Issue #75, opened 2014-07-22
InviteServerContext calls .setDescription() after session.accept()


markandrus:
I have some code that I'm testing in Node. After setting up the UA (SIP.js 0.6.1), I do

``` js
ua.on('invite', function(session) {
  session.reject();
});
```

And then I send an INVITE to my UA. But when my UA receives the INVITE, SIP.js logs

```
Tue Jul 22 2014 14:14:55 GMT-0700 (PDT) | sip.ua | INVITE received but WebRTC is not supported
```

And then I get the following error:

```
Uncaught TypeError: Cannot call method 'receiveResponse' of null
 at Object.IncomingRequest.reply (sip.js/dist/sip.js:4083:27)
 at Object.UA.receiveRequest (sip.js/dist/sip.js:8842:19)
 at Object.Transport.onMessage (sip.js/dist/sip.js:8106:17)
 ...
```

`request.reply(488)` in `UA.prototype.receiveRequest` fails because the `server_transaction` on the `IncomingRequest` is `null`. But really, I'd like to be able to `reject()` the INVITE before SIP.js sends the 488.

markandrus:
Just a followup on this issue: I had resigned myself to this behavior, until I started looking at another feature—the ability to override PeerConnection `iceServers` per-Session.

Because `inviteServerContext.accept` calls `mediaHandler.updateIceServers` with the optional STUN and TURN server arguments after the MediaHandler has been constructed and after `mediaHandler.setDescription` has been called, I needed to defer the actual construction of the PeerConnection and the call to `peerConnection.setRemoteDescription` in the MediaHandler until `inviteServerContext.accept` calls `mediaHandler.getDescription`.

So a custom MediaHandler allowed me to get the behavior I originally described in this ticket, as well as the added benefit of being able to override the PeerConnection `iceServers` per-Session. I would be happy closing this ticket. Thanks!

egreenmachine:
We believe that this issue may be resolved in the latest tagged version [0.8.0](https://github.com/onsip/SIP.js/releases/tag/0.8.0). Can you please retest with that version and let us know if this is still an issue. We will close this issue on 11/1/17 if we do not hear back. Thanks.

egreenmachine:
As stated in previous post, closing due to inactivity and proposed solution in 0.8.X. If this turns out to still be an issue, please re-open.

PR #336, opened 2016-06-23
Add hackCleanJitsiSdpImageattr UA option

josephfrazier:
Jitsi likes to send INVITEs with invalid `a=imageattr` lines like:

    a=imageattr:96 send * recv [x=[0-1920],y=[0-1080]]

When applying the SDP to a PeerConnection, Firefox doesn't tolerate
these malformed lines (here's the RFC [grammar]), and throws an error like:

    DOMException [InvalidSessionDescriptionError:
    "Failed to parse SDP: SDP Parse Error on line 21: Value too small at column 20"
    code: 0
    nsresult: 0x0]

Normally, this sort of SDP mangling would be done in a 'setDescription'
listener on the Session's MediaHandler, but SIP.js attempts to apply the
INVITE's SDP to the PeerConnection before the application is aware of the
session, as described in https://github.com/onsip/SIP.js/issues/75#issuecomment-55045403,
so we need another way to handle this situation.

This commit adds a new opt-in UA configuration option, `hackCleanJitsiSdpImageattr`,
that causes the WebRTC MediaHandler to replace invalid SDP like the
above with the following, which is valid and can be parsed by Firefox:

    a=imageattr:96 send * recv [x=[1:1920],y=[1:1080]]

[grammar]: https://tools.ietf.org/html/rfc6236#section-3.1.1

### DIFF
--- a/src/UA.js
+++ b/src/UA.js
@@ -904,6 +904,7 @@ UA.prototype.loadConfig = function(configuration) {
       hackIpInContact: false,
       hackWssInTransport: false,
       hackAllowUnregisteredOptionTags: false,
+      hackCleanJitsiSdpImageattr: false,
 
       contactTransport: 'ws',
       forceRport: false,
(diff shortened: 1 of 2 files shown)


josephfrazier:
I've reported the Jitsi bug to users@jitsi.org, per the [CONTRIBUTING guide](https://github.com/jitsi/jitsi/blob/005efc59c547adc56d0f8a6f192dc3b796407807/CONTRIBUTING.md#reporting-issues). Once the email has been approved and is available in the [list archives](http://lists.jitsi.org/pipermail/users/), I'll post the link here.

......

» WHAT THE TASK REQUIRES
Show every line of the material above in which "reject" is present.

» TASK RESULT
  session.reject();
`request.reply(488)` in `UA.prototype.receiveRequest` fails because the `server_transaction` on the `IncomingRequest` is `null`. But really, I'd like to be able to `reject()` the INVITE before SIP.js sends the 488.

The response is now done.